━━━━━ SOURCE MATERIAL

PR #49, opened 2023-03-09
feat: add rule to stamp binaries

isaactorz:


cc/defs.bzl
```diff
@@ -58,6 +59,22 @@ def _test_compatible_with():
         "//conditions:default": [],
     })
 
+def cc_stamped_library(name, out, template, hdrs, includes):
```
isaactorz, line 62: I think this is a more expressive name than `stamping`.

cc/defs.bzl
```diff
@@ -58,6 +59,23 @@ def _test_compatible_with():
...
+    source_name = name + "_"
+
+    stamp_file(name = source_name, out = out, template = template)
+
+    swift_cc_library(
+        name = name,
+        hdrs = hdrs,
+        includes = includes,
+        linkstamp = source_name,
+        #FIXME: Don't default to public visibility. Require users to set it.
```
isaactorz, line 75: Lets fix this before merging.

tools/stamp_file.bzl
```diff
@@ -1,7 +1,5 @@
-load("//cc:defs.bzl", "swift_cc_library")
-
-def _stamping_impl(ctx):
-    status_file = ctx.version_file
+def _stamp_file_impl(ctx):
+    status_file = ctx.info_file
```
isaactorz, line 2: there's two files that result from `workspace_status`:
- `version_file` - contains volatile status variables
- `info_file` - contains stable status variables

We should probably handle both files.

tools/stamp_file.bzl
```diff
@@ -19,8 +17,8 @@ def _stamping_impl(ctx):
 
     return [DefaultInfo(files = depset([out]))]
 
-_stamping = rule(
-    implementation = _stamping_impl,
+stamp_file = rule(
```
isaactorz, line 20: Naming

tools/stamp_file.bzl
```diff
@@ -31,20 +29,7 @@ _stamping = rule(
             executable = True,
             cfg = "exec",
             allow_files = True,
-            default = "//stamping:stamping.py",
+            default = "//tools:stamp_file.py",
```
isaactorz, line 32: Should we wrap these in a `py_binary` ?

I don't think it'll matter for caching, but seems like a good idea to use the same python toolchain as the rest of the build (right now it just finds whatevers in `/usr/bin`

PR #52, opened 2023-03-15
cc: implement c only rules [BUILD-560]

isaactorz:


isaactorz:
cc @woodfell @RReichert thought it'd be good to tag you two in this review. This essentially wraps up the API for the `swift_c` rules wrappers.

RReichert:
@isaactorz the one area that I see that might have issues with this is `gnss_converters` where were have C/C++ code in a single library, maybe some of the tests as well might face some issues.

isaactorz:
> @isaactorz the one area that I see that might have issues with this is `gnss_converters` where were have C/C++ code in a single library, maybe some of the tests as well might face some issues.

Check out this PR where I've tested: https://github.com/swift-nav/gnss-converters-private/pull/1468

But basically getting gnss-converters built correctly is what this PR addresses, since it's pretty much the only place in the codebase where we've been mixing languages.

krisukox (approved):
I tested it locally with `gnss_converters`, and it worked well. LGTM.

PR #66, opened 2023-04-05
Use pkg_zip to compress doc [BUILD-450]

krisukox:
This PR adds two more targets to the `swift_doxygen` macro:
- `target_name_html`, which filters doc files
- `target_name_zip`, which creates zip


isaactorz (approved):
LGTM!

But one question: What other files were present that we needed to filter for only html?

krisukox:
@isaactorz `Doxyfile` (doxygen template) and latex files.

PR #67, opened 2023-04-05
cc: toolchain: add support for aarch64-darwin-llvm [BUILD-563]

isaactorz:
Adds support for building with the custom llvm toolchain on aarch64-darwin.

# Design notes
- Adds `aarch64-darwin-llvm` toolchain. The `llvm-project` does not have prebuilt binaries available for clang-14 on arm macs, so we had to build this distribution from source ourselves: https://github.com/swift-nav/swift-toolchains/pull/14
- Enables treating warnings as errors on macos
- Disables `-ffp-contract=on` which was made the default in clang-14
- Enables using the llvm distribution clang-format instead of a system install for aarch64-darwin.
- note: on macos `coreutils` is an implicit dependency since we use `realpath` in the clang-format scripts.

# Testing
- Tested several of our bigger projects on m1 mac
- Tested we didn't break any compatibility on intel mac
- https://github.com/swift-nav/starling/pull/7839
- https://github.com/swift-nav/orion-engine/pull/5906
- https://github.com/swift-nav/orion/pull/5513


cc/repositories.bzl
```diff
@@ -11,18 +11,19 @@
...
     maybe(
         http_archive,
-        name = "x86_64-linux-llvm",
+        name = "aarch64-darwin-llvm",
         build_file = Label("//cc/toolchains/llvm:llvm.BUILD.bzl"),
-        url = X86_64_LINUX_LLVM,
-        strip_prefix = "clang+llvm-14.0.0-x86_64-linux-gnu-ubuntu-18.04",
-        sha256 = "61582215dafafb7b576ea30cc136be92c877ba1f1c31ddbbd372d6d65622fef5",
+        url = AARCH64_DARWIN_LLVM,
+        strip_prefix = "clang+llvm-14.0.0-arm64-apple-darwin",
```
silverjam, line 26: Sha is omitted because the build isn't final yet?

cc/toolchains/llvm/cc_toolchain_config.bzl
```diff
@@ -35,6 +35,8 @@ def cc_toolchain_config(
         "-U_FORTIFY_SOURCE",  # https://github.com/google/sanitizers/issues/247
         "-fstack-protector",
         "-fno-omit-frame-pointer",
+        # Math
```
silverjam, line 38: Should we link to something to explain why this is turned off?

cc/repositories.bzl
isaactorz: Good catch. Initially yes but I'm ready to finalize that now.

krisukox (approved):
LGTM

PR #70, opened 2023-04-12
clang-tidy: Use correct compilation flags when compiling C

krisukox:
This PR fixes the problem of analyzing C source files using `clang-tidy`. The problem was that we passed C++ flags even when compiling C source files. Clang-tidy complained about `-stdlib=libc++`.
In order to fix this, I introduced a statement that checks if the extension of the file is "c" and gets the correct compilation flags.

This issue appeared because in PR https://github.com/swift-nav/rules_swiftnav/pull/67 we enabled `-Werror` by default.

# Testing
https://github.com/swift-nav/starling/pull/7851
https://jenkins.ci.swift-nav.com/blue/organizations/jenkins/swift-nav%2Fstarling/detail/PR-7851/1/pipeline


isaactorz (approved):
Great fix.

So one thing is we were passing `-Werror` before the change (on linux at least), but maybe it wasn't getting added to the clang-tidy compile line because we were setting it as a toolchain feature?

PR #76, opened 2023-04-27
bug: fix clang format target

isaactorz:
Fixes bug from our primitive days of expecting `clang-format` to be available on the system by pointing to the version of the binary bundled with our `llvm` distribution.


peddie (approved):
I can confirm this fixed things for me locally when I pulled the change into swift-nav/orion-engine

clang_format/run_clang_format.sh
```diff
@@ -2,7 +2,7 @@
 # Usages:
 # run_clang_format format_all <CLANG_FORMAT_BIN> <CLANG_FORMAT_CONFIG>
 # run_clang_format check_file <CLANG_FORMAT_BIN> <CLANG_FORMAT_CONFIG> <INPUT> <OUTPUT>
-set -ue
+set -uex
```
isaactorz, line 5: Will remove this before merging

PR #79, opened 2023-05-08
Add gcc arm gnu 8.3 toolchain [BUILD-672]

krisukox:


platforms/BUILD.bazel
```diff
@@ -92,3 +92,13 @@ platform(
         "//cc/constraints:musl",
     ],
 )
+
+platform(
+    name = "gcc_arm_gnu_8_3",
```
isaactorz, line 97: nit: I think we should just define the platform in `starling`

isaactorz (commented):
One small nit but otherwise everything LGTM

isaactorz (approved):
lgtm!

━━━━━━━━━━
━━━━━ SOURCE MATERIAL

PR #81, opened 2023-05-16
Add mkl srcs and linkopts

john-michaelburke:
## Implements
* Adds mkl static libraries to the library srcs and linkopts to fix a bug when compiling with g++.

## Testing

━━━━━━━━━━
━━━━━ SOURCE MATERIAL

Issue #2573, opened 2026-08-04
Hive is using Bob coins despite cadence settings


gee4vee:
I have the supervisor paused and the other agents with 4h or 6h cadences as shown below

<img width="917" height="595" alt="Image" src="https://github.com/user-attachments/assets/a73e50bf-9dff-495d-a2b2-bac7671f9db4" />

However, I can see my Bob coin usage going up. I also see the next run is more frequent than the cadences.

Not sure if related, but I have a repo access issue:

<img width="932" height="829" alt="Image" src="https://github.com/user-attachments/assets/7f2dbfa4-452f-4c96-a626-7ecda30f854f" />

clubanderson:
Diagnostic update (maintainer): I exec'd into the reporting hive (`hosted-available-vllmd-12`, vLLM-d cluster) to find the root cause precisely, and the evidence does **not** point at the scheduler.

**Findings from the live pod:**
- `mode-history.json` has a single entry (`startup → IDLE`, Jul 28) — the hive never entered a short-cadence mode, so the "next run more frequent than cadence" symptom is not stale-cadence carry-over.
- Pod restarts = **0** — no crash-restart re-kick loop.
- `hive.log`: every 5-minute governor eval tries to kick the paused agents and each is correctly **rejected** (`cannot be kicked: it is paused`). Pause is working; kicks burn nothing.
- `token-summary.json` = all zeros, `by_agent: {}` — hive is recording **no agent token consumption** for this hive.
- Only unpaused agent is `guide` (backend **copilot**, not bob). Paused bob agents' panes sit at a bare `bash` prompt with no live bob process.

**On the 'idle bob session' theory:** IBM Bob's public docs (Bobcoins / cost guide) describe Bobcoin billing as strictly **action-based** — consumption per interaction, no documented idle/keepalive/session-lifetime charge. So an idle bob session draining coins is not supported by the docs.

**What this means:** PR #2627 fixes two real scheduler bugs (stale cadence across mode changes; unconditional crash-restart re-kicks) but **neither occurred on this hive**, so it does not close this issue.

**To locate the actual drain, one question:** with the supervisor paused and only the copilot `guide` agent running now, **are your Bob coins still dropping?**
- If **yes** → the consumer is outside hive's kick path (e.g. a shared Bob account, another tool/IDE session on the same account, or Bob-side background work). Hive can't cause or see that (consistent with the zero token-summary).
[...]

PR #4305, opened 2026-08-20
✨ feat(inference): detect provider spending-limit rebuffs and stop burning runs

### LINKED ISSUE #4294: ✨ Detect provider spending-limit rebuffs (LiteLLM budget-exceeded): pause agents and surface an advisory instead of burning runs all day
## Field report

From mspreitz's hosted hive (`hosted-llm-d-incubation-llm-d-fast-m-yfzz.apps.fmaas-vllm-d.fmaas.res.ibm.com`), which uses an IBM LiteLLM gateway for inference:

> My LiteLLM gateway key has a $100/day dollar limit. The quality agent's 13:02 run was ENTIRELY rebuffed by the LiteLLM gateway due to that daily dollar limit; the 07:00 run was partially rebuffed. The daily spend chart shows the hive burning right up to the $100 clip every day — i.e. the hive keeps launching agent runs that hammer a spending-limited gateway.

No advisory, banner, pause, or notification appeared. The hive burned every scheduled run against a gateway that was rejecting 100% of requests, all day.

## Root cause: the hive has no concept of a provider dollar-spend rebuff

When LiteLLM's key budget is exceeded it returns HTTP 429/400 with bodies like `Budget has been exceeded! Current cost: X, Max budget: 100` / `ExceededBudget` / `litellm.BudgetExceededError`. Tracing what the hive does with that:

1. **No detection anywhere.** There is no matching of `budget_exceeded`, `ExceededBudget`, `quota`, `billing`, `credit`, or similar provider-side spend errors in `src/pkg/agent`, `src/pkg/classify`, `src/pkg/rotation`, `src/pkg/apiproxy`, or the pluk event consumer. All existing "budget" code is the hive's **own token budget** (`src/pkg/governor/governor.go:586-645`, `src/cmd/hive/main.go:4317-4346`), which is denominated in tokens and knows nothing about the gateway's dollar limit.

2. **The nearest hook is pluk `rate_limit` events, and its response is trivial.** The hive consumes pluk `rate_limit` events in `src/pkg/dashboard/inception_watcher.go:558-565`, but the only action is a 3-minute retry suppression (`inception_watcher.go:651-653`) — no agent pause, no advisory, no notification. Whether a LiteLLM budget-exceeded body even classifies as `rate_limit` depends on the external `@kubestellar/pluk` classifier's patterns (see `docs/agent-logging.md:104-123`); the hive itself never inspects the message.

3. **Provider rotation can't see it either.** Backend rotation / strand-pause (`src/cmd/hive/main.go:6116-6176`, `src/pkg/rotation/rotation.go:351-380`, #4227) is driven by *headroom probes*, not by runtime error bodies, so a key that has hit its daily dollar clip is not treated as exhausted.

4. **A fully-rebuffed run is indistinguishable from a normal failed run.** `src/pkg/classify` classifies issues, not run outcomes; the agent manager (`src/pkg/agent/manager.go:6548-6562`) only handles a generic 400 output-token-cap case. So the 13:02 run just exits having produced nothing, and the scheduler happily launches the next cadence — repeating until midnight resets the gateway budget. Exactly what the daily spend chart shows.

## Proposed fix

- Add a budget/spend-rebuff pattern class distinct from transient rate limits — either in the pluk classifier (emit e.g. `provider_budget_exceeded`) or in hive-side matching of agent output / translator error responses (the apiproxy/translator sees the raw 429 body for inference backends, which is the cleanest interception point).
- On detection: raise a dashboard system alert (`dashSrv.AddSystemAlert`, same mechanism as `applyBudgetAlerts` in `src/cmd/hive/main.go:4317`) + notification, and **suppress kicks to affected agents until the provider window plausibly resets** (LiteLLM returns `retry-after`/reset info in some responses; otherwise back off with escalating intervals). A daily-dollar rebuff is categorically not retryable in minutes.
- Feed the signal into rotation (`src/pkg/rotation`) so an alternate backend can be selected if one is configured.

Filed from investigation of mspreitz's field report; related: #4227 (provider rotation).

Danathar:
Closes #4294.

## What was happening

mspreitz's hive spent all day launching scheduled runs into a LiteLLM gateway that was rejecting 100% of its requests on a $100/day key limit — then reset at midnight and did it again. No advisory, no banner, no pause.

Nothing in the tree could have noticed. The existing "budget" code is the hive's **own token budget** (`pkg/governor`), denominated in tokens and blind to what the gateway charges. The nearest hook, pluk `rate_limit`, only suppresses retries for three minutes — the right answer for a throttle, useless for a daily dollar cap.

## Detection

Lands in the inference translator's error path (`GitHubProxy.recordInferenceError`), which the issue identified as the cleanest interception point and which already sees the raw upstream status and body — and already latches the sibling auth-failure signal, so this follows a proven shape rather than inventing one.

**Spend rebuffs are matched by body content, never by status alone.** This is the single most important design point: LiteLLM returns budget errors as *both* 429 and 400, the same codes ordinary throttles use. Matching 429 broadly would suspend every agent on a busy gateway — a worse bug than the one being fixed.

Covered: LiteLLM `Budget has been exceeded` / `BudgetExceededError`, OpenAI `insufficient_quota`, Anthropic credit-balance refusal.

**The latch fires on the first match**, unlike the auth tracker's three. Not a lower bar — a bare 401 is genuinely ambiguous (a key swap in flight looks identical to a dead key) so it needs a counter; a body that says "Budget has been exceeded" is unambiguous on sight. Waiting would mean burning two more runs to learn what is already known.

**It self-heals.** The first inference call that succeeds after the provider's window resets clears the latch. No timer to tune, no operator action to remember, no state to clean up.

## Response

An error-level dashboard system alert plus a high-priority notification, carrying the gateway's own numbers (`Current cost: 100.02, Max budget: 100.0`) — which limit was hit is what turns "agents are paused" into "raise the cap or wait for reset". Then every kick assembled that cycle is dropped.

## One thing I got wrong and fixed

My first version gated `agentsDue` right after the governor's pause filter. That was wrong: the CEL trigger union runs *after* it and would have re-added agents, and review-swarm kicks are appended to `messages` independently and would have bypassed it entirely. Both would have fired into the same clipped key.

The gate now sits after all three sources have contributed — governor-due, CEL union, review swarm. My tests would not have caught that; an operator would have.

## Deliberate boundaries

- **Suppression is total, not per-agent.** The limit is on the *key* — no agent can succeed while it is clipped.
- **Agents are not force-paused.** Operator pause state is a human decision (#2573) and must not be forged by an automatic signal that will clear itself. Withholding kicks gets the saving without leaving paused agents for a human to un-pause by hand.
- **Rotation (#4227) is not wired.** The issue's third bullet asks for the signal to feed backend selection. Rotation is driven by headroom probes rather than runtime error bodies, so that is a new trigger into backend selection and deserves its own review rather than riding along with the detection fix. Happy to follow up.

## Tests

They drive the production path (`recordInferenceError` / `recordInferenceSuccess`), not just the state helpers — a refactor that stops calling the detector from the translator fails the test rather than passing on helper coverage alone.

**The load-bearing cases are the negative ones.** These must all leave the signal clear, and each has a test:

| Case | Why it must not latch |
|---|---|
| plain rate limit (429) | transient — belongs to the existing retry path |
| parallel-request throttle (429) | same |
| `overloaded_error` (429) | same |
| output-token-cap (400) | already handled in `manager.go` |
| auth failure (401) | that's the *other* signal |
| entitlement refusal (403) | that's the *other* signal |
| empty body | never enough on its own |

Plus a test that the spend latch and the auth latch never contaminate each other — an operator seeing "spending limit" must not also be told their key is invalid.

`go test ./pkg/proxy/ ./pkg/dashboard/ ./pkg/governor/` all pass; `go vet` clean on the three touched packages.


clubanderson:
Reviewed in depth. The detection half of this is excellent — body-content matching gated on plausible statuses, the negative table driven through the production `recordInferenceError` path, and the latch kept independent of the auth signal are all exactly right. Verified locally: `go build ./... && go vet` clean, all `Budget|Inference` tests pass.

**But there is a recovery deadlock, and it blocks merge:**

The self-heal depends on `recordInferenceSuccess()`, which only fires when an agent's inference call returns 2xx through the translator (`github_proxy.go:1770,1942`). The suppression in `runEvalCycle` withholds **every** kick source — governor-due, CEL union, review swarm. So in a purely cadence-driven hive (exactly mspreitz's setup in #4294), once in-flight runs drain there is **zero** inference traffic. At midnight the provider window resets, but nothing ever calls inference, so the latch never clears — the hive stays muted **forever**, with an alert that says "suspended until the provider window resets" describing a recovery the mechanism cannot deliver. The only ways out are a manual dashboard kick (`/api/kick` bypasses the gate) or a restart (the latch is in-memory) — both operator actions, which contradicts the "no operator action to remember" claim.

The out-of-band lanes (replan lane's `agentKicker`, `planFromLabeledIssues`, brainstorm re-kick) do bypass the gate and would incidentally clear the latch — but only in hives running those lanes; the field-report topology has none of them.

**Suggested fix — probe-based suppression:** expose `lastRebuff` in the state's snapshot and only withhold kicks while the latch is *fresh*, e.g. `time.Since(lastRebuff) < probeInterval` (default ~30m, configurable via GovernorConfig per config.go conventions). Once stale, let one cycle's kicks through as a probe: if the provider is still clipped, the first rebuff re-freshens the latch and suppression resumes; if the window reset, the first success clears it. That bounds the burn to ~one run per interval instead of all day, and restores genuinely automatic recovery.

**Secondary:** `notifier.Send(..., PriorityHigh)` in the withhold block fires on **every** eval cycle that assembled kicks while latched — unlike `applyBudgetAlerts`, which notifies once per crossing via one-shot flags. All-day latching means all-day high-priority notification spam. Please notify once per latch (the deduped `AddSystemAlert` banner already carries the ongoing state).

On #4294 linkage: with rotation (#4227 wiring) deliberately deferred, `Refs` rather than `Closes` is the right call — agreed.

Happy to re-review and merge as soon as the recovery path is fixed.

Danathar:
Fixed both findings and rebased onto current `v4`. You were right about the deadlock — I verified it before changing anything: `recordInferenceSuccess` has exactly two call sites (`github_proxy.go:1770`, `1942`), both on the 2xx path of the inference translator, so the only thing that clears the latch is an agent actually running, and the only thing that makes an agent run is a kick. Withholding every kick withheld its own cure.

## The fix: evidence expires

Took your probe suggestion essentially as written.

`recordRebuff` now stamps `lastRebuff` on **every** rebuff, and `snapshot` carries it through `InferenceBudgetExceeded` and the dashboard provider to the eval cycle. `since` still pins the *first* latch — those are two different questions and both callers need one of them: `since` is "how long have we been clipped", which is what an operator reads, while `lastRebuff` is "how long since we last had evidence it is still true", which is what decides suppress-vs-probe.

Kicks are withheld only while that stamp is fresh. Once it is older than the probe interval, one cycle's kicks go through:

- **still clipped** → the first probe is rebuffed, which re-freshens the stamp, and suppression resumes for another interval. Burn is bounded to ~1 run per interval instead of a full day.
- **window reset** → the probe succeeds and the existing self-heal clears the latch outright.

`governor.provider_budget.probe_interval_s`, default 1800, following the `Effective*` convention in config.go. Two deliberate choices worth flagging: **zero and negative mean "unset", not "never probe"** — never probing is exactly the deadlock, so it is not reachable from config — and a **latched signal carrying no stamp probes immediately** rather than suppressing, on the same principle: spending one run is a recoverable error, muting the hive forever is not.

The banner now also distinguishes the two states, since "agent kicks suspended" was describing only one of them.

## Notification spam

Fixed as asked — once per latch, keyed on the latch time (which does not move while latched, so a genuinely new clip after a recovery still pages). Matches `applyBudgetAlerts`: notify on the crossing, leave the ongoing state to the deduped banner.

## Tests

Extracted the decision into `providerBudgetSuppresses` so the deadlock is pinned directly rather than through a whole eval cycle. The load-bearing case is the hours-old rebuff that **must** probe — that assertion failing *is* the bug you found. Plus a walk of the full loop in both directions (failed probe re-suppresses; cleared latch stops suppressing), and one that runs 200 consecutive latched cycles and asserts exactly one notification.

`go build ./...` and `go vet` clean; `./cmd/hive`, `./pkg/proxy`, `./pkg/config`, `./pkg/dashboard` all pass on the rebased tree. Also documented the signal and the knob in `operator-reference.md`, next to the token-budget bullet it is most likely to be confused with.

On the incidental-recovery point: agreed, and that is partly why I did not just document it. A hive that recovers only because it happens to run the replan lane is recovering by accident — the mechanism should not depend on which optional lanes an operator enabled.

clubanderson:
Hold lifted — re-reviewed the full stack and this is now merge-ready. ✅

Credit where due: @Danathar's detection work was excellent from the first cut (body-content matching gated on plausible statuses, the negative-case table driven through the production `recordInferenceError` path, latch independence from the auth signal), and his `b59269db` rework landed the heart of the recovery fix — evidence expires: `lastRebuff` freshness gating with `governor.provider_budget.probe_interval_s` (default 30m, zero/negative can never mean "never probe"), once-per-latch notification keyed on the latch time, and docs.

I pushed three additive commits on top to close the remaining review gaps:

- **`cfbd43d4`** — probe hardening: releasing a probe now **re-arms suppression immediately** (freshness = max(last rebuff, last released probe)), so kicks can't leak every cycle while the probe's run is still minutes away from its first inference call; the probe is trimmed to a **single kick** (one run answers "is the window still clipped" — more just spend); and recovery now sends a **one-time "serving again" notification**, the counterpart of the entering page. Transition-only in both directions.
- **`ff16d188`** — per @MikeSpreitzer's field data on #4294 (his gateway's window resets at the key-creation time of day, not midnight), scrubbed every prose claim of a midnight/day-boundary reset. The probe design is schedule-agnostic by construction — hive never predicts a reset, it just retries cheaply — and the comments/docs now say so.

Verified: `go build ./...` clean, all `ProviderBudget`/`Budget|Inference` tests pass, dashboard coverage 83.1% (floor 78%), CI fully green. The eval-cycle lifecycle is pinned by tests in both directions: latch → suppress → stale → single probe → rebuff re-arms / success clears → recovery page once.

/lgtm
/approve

━━━━━━━━━━

▶ **INSTRUCTIONS TO FOLLOW**:
Above are the records; copy each line from them that includes the string "compilation".

▶ **YOUR SOLUTION**:
clang-tidy: Use correct compilation flags when compiling C
In order to fix this, I introduced a statement that checks if the extension of the file is "c" and gets the correct compilation flags.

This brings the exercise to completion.